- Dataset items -
PR #685, opened 2020-08-06
Refactor/mpm solvers to handle different stress update schemes

### LINKED ISSUE #686: Refactor MPM Solver for stress update schemes
# Refactor MPM solver to handle different stress update schemes

## Summary

Replacing multiple if-else branching conditions for solver types and interface with a new StressUpdate and Interface class. This design will use the Factory pattern to handle different StressUpdate types and Interface.

## Motivation

Adding multiple USF/USL/MUSL schemes pollute the MPMExpliciti class with a lot of branching conditions. This new design changes how MPM solvers are written.

## Design Detail

The current design has a lot of if-else conditions for checking stress update schemes. USF needs to compute stress first. So it's structure looks like:
```
    // Update stress first
    if (this->stress_update_ == mpm::StressUpdate::USF)
      this->compute_stress_strain(phase);
```
Current solver supports `usf` and `usl`. When adding new schemes like `USAVG` and `MUSL`. This leads to multiple checks in each iteration of the loop. This RFC proposes deriving a new StressUpdate class and create derived classes for different StressUpdate schemes. StressUpdate will have the following design. 

```
template <unsigned Tdim>
class StressUpdate {
 public:
  //! Default constructor with mesh class
  StressUpdate(const std::shared_ptr<mpm::Mesh<Tdim>>& mesh, double dt);

  //! Intialize
  void initialise();

  //! Map mass and momentum to nodes
  void momentum_nodes(unsigned phase);

  //! Compute stress and strain
  //! \param[in] phase Phase to smooth pressure
  //! \param[in] pressure_smoothing Enable or disable pressure smoothing
  void compute_stress_strain(unsigned phase, bool pressure_smoothing);

  //! Precompute stress and strain (empty call)
  //! \param[in] phase Phase to smooth pressure
  //! \param[in] pressure_smoothing Enable or disable pressure smoothing
  virtual void precompute_stress_strain(unsigned phase,
                                        bool pressure_smoothing) = 0;

  //! Postcompute stress and strain (empty call)
  //! \param[in] phase Phase to smooth postssure
  //! \param[in] postssure_smoothing Enable or disable postssure smoothing
  virtual void postcompute_stress_strain(unsigned phase,
                                         bool pressure_smoothing) = 0;

  //! Pressure smoothing
  //! \param[in] phase Phase to smooth pressure
  //! \param[in] pressure_smoothing Enable or disable pressure smoothing
  void pressure_smoothing(unsigned phase);

  //! Compute forces
  //! \param[in] gravity Acceleration due to gravity
  //! \param[in] step Number of step in solver
  //! \param[in] concentrated_nodal_forces Boolean for if a concentrated force
  //! is applied or not
  void compute_forces(const Eigen::Matrix<double, Tdim, 1>& gravity,
                      unsigned phase, unsigned step,
                      bool concentrated_nodal_forces);

  //! Compute acceleration velocity position
  //! \param[in] velocity_update Velocity or acceleration update flag
  //! \param[in] phase Phase of particle
  //! \param[in] damping_type Type of damping
  //! \param[in] damping_factor Value of critical damping
  void compute_particle_kinematics(bool velocity_update, unsigned phase,
                                   const std::string& damping_type,
                                   double damping_factor);

  //! Compute particle location
  //! \param[in] locate_particles Flag to enable locate particles, if set to
  //! false, unlocated particles will be removed
  void locate_particles(bool locate_particles);

  //! Stress update scheme
  //! \retval scheme Stress update scheme
  virtual std::string scheme() const = 0;
```

The `precompute_stress_strain` and `post_compute_stress_strain` will be modified in USF and USL methods. In USF for example, the stress update and scheme output will look like:

```
//! Precompute stresses and strains
template <unsigned Tdim>
void mpm::StressUpdateUSF<Tdim>::precompute_stress_strain(
    unsigned phase, bool pressure_smoothing) {
  this->compute_stress_strain(phase, pressure_smoothing);
}

//! Postcompute stresses and strains
template <unsigned Tdim>
void mpm::StressUpdateUSF<Tdim>::postcompute_stress_strain(
    unsigned phase, bool pressure_smoothing) {}

//! Stress update scheme
template <unsigned Tdim>
std::string mpm::StressUpdateUSF<Tdim>::scheme() const {
  return "USF";
}
```

Similar to the `StressUpdate` design, we will also alter the `Interface` and `InterfaceContact` class. `InterfaceContact` needs a more appropriate name - TBD. Unlike the `StressUpdate`, the `Interface` class will have empty void functions, so if no interface model is defined, nothing will be performed.

```
  //! Intialize
  virtual void initialise(){};

  //! Compute contact forces
  virtual void compute_contact_forces(){};
```

A factory register will be used to create both StressUpdate scheme and Interface model

## Drawbacks

* The performance of this design needs to be checked against the basic version of if-else

* Some additional refactoring may be necessary in the future to split certain function calls.

## Rationale and Alternatives

> Why is this design the best in the space of possible designs?
This design avoids branching, unlike a standard if-else and offers a cleaner interface to add different StressUpdate schemes. 

> What other designs have been considered and what is the rationale for not choosing them?
If-else conditions - ugly and unwieldy to maintain as more stress update schemes are added.

Maintaining the MPM Solver becomes tedious.

## Unresolved questions

Check the performance of the code with this new design. 

> What related issues do you consider out of scope for this RFC that could be addressed in the future independently of the solution that comes out of this RFC?

A draft PR is at: https://github.com/cb-geo/mpm/pull/685

kks32:
**Describe the PR**
Replacing multiple if-else branching conditions for solver types and interface with a new StressUpdate and Interface class. This design will use the Factory pattern to handle different StressUpdate types and Interface.

### Performance measurement on Stampede2
Performance tests were conducted for 3D hydrostatic column with USF 10,000 steps
Refactored: 731639 ms 
Dev version: 731874 ms
There is no perceivable difference between the two versions in terms of performance. 

This PR is a work in progress that addresses #686 

### Additional context
- [x] Validation of the MPM code with new design
- [x] Performance benchmark
- [x] Refactor `ContactInterface` to a different name
- [x] Unit tests

**Related Issues/PRs**
An RFC is available at #686


kks32:
Generic factory design isn't efficient as it involves separately initializing 2D and 3D `StressUpdate` classes. The current if-else in the constructor is sufficient.

include/solvers/mpm_explicit.tcc
```diff
@@ -52,41 +63,23 @@ bool mpm::MPMExplicit<Tdim>::solve() {
...
   if (analysis_.find("interface") != analysis_.end())
     interface_ = analysis_.at("interface").template get<bool>();
 
   // Initialise material
-  bool mat_status = this->initialise_materials();
-  if (!mat_status) {
-    status = false;
-    throw std::runtime_error("Initialisation of materials failed");
-  }
+  this->initialise_materials();
```
jgiven100, line 72: This is much easier to read & follow. Nice. :+1:

tests/mpm_explicit_usf_test.cc
```diff
@@ -45,17 +45,17 @@ TEST_CASE("MPM 2D Explicit implementation is checked",
     auto mpm = std::make_unique<mpm::MPMExplicit<Dim>>(std::move(io));
 
     // Initialise materials
-    REQUIRE(mpm->initialise_materials() == true);
+    REQUIRE_NOTHROW(mpm->initialise_materials());
```
jgiven100, line 47: Does `REQUIRE_NOTHROW` indicate which function (e.g. `initialise_materials()`) failed since we removed the `runtime_error` above?

kks32: `REQUIRE_NOTHROW` checks this function `initialise_materials()` doesn't fail. If there is a problem with the function, this condition will be false and the unit test will fail. 

To answer your question, since we are throwing a runtime error, I have added the function name in the error message, so you'll know which function failed if a function fails. We are not catching it locally, but is caught at a higher level.

include/contacts/contact.tcc
```diff
@@ -0,0 +1,16 @@
+//! Constructor of contact with mesh
+template <unsigned Tdim>
+mpm::Contact<Tdim>::Contact(const std::shared_ptr<mpm::Mesh<Tdim>>& mesh) {
+  // Assign mesh
+  mesh_ = mesh;
+  // Initialise MPI rank and size
+  int mpi_rank_ = 0;
+  int mpi_size_ = 1;
```
bodhinandach: Why we need to store it as protected variables? Couldn't we just obtain it if we need? I don't see any call of these variables either.

include/contacts/contact.h
```diff
@@ -0,0 +1,35 @@
...
+  //! Compute contact forces
+  virtual inline void compute_contact_forces(){};
+
+ protected:
+  //! Mesh object
+  std::shared_ptr<mpm::Mesh<Tdim>> mesh_;
+  //! MPI Size
+  int mpi_size_ = 1;
+  //! MPI rank
+  int mpi_rank_ = 0;
```
bodhinandach: I would remove these

include/contacts/contact_friction.h
```diff
@@ -0,0 +1,35 @@
...
+  //! Compute contact forces
+  virtual inline void compute_contact_forces() override;
+
+ protected:
+  //! Mesh object
+  using mpm::Contact<Tdim>::mesh_;
+  //! MPI Size
+  using mpm::Contact<Tdim>::mpi_size_;
+  //! MPI rank
+  using mpm::Contact<Tdim>::mpi_rank_;
```
bodhinandach: These two too.

include/solvers/stress_update/stress_update.h
```diff
@@ -0,0 +1,91 @@
...
+class StressUpdate {
+ public:
+  //! Default constructor with mesh class
+  StressUpdate(const std::shared_ptr<mpm::Mesh<Tdim>>& mesh, double dt);
+
+  //! Intialize
+  virtual inline void initialise();
+
+  //! Map mass and momentum to nodes
+  virtual inline void momentum_nodes(unsigned phase);
```
bodhinandach: Maybe `compute_nodal_kinematics`? I think `momentum_nodes` is not so clear to me. Also, you need \param[in]

include/solvers/stress_update/stress_update.h
```diff
@@ -0,0 +1,91 @@
...
+
+#include "mesh.h"
+
+namespace mpm {
+
+//! StressUpdate class
+//! \brief StressUpdate base class to support different stress update schemes
+//! \tparam Tdim Dimension
+template <unsigned Tdim>
+class StressUpdate {
```
bodhinandach: Instead of `StressUpdate`, I would prefer a more general base class name like `Scheme`. It can be extended for many kind of integration scheme, both in stress and time, and in a different order. So can we have it stored as `scheme/scheme.h`.

include/solvers/mpm_explicit.tcc
```diff
@@ -52,41 +63,23 @@ bool mpm::MPMExplicit<Tdim>::solve() {
...
 
   // Pressure smoothing
-  if (analysis_.find("pressure_smoothing") != analysis_.end())
-    pressure_smoothing_ =
-        analysis_.at("pressure_smoothing").template get<bool>();
+  pressure_smoothing_ = io_->analysis_bool("pressure_smoothing");
 
   // Interface
   if (analysis_.find("interface") != analysis_.end())
     interface_ = analysis_.at("interface").template get<bool>();
```
bodhinandach:
```suggestion
  interface_ = io_->analysis_bool("interface");
```

include/solvers/mpm_base.h
```diff
@@ -178,8 +176,12 @@ class MPMBase : public MPM {
   //! Logger
   using mpm::MPM::console_;
 
-  //! Stress update method (default USF = 0, USL = 1, MUSL = 2)
-  mpm::StressUpdate stress_update_{mpm::StressUpdate::USF};
+  //! Stress update method
+  std::string stress_update_scheme_{"usf"};
+  //! Stress update scheme
+  std::shared_ptr<mpm::StressUpdate<Tdim>> stress_update_{nullptr};
```
bodhinandach: Could we change `stress_update_` into `scheme_` for naming? I think `stress_update_` is good for only explicit MPM, when we have semi-implicit, implicit, or nonlinear implicit solver, I think `scheme_` is more appropriate.

include/solvers/mpm_explicit.tcc
```diff
@@ -4,6 +4,17 @@ mpm::MPMExplicit<Tdim>::MPMExplicit(const std::shared_ptr<IO>& io)
     : mpm::MPMBase<Tdim>(io) {
   //! Logger
   console_ = spdlog::get("MPMExplicit");
+  //! Stress update
+  if (this->stress_update_scheme_ == "usl")
+    stress_update_ = std::make_shared<mpm::StressUpdateUSL<Tdim>>(mesh_, dt_);
+  else
+    stress_update_ = std::make_shared<mpm::StressUpdateUSF<Tdim>>(mesh_, dt_);
```
bodhinandach: Why we read `stres_update_scheme_` in `MPMBase` and create `stress_update_` here? Wouldn't it be better to make them together in `MPMBase`? By doing so, we don't have to store `stress_update_scheme_`.

bodhinandach (changes requested):
Thanks for the refactor @kks32, I generally like the idea and I think this is much cleaner in terms of structuring. I have some comments which you can consider. 

One small request from @tianchiTJ  and I, can we somehow have this PR merge after the two_phase and navier_stokes branch are merged? They have been excessive number of commits there and since this PR refactor the base classes, it will require us to refactor the solver again, i.e. `compute_stress_strains`, `pressure_smoothing`, etc. The refactoring is definitely a very nice idea, but I won't see that as something urgent at the moment.

Anyway, many thanks for the cool idea.

include/solvers/mpm_base.h
kks32: `scheme` may be way too generic, `interface` could have schemes.

include/solvers/mpm_explicit.tcc
kks32: No, we have to initialize them here, there may be methods which are specific to Two-phase or Semi-Implicit, which don't apply to other MPM methods

include/contacts/contact.h
kks32: We need these, as contacts would need mpi_size and rank when doing MPI part

include/contacts/contact_friction.h
kks32: We need these, as contacts would need mpi_size and rank when doing MPI part

include/contacts/contact.tcc
kks32: We need these, as contacts would need mpi_size and rank when doing MPI part

include/solvers/stress_update/stress_update.h
kks32: The functions derived here are specific to StressUpdate.

kks32:
This refactoring doesn't remove `pressure_smoothing` and `compute_stress_strain` in solver class, exactly for this reason that it doesn't break @tianchiTJ and @bodhinandach changes. This shouldn't affect your derived classes and can stay the same. The SemiImplicit and TwoPhase can be refactored later once they are merged to develop. Let me know if this is still an issue.

This change affects the Contact so @thiagordonho has to change the interface class

include/solvers/stress_update/stress_update.h
kks32: I see your thought on stresses and time, I was thinking of splitting them as separate classes. Maybe `MPMScheme`?

include/contacts/contact.tcc
bodhinandach: I see your point, though I am not sure where I can find the contact class is using it. Will that be better to remove it now and add it later? Btw, I think you don't have to put the `int` type here again.
```suggestion
  mpi_rank_ = 0;
  mpi_size_ = 1;
```

include/solvers/mpm_explicit.tcc
bodhinandach: That's a wonderful thought @kks32! Let's go with this.

include/solvers/stress_update/stress_update.h
bodhinandach: `MPMScheme` seems to be a nice one, but as you mention in the other PR, does that means that you are deriving from `MPM` class?

bodhinandach:
@kks32 `pressure_smoothing`, `compute_stress_strain`, and the prior `stress_update_` are the three things we need, I guess. The last part may be an issue for the `two_phase` branch.

tianchiTJ (approved):

include/solvers/stress_update/stress_update.h
kks32: `MPMScheme` is the base class, so it doesn't mean we are deriving from `MPM`. I do see your point, but it would be difficult to have class names which are similar.

kks32:
@tianchiTJ @bodhinandach  I have reverted `stress_update_` so you can use the variable as before. However, the type is a `string` and not an `enum`. So instead of `mpm::StressUpdate::USF` use `usf` and instead of `mpm::StressUpdate::USL` use `usl`. Thanks. Let me know if there are any issues.

bodhinandach (approved):
@kks32 Thanks for addressing all the comments! `MPMScheme` sounds legit to me :tada: :tada: :tada:

bodhinandach:
I would like to recommend everyone @cb-geo/mpm to look at this PR too. I guess it is a good direction for everyone. 
@kks32 Can we merge this after next week's group meeting if that's okay?

jgiven100 (approved):

include/solvers/mpm_scheme/mpm_scheme_usf.tcc
```diff
@@ -0,0 +1,26 @@
+//! Constructor
+template <unsigned Tdim>
+mpm::MPMSchemeUSF<Tdim>::MPMSchemeUSF(
+    const std::shared_ptr<mpm::Mesh<Tdim>>& mesh, double dt)
+    : mpm::MPMScheme<Tdim>(mesh, dt) {
+  mesh_ = mesh;
+  dt_ = dt;
```
yliang-sn: Could we remove these two lines? It's already performed in the basic class.

include/solvers/mpm_scheme/mpm_scheme_usl.tcc
```diff
@@ -0,0 +1,26 @@
+//! Constructor
+template <unsigned Tdim>
+mpm::MPMSchemeUSL<Tdim>::MPMSchemeUSL(
+    const std::shared_ptr<mpm::Mesh<Tdim>>& mesh, double dt)
+    : mpm::MPMScheme<Tdim>(mesh, dt) {
+  mesh_ = mesh;
+  dt_ = dt;
```
yliang-sn: Could we remove these two lines? It's already performed in the basic class.

yliang-sn (approved):
Thanks! @kks32. I feel it's much clearer than before.

thiagordonho (approved):

include/solvers/mpm_explicit.tcc
```diff
@@ -4,6 +4,17 @@ mpm::MPMExplicit<Tdim>::MPMExplicit(const std::shared_ptr<IO>& io)
     : mpm::MPMBase<Tdim>(io) {
   //! Logger
   console_ = spdlog::get("MPMExplicit");
+  //! Stress update
+  if (this->stress_update_ == "usl")
```
ezrayst, line 8: Do we want to include MUSL as well or should this be in subsequent PR?

ezrayst, line 8: How does this work for MUSL? Just another if statement inside this?

include/solvers/mpm_explicit.tcc
```diff
@@ -117,190 +109,36 @@ bool mpm::MPMExplicit<Tdim>::solve() {
...
-                    std::placeholders::_1));
-    }
+    contact_->initialise();
 
-    // Assign mass and momentum to nodes
-    mesh_->iterate_over_particles(
-        std::bind(&mpm::ParticleBase<Tdim>::map_mass_momentum_to_nodes,
-                  std::placeholders::_1));
+    // Mass momentum and compute velocity at nodes
+    mpm_scheme_->compute_nodal_kinematics(phase);
```
ezrayst, line 121: Nice idea!

include/solvers/mpm_explicit.tcc
```diff
@@ -117,190 +109,36 @@ bool mpm::MPMExplicit<Tdim>::solve() {
...
-#pragma omp section
-      {
-        // Spawn a task for internal force
-        // Iterate over each particle to compute nodal internal force
-        mesh_->iterate_over_particles(
-            std::bind(&mpm::ParticleBase<Tdim>::map_internal_force,
-                      std::placeholders::_1));
-      }
-    }  // Wait for tasks to finish
+    mpm_scheme_->precompute_stress_strain(phase, pressure_smoothing_);
```
ezrayst, line 127: Any reason why pressure_smoothing is included in the compute_stress_strain? Isn't supposed to be separate? I think we always need to separate the current stress state and the smoothed one because any plastic constitutive models (especially critical state model) are not happy when the stress state changes.

ezrayst (commented):
Thanks @kks32. In terms of big picture thought process then, we have the following:
- MPMExplicit as the MPM type that defines the solution scheme and the phase
- MPMScheme as the detail within the type which houses the stress update scheme, even what to do with throw elements - in the future I want to get into more integration schemes.
- Analysis would be separate from the MPMScheme then? How does the JSON look like?

include/solvers/mpm_explicit.tcc
bodhinandach: I can resume the PR #682 with the test after this PR is merged

kks32: Yes

include/solvers/mpm_explicit.tcc
kks32: This is just a flag to say you want to pressure smoothing or not

ezrayst (approved):
LGTM!

kks32:
> Thanks @kks32. In terms of big picture thought process then, we have the following:
>     * MPMExplicit as the MPM type that defines the solution scheme and the phase
> 
>     * MPMScheme as the detail within the type which houses the stress update scheme, even what to do with throw elements - in the future I want to get into more integration schemes.
> 
>     * Analysis would be separate from the MPMScheme then? How does the JSON look like?

Nothing changes in the JSON.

- WORK TASK -
Each line of the data that holds the word "gravity" should be copied.

- WRITTEN SOLUTION -
  //! \param[in] gravity Acceleration due to gravity
  void compute_forces(const Eigen::Matrix<double, Tdim, 1>& gravity,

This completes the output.